Bond trains with Tanaka’s ninjas and is disguised as a six-foot-two Japanese fisherman. There will be a staged marriage to a diving girl. A SPECTRE assassin trying to kill Bond accidentally kills Aki and Bond is married to Tanaka’s agent Kissy Suzuki (Mie Hama, voiced by Nikki van der Zyl). They explore a cave booby-trapped with phosphene gas. The mouth of the volcano is a hatch to the secret rocket base. Bond sends Kissy to alert Tanaka and slips into the base. He frees the captured American astronauts but is spotted by Blofeld, who kills Osato as a demonstration.
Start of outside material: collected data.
PR #287, opened 2026-06-09
Build root package entrypoint

liangzaiwzl-jpg:
## Summary
- add a side-effect-free `src/index.ts` root entrypoint
- include `src/index.ts` in the tsup entries so `dist/index.js` is published
- add `types` pointing at `dist/index.d.ts` for the root package entrypoint

## Verification
- `pnpm build`
- `node --input-type=module -e "await import('./dist/index.js')"`
- `node -e "require('./dist/index.js')"`
- `pnpm check`

This fixes the package manifest currently advertising `main: dist/index.js` without producing that file in the build output.

### DIFF
--- a/package.json
+++ b/package.json
@@ -19,6 +19,7 @@
     "LICENSE"
   ],
   "main": "dist/index.js",
+  "types": "dist/index.d.ts",
   "bin": {
     "mcp-remote": "dist/proxy.js",
     "mcp-remote-client": "dist/client.js"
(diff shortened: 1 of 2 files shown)


punkpeye:
Fixed a different way: `main` pointed at `dist/index.js`, which tsup never built — removed in dbbac4d.

Exporting the internals would make them a semver-public API for what is a CLI, so I'd rather not. Thanks for spotting the bad field.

The rocket ship called Bird One, disguised as a Soviet spacecraft, closes in on an American space capsule and the U.S. prepares to attack the U.S.S.R. Tanaka’s ninjas arrive and are fired upon. Bond distracts Blofeld and lets in the ninjas. Tanaka saves Bond. Bond fights his way into the control room, tosses Blofeld’s bodyguard Hans (Ronald Rich) to the piranhas, and blows up Bird One. Blofeld activates the base’s self-destruct and escapes. Bond, Kissy, Tanaka, and the ninjas escape and are picked up by Japanese and British forces.

The film was produced by Eon’s Harry Saltzman and Albert Broccoli, and directed by Lewis Gilbert from a script by Roald Dahl, very loosely based on Ian Fleming’s 1964 novel. After this, Sean Connery quit the series, though he returned for one more film by Eon—Diamonds are Forever—and later starred in a non-Eon film Never Say Never Again. The film was well-received in general, but the box-office was saturated with spy-movies by this time and it was not as successful as hoped.

The producers and top filmmakers went to Japan to study film locations. Because they had a chance to watch a ninja demonstration, they stayed and missed their flight home and it crashed shortly after takeoff, killing everyone on board. Roald Dahl, who had worked with Ian Fleming in the British Intelligence Service, pretty much made up all of the script because he found Fleming’s book little more than a travelogue and unsuitable for a movie. Reviewers were less than overwhelmed, though the film’s entertainment value was acknowledged, the scientific details seemed pedestrian or absurd and many felt that Connery was bored. Still, later viewers loved the exotic settings and choreographed ninja-style fights. Donald Pleasance as Blofeld was highly praised.

Donald Pleasance never blinked as Blofeld. His facial-scar makeup was irritating and the white cat peed on him all the time. At one point, frightened by noise, it ran away and hid for days, though it unintentionally appeared on screen in a wide shot, sitting in the rafters. Blofeld was only in the film for ten minutes, but Austin Power’s parody of him as Doctor Evil filled every Powers movie. Miss Moneypenny wears a Women’s Royal Navy Service uniform. The method used to attempt Bond’s assassination in his sleep was actually used against Oda Nobunaga in the Sixteenth Century. It didn’t work then either. Ninety-eight stuntmen stormed the villain’s lair. A scene in the ninja school training camp that involved a ninja swordsman fighting five assailants at once is precisely reproduced in the volcano attack.  At, one point, Connery fights a Samoan wrestler called Peter Hanene Maivia—Dwayne Johnson’s grandfather.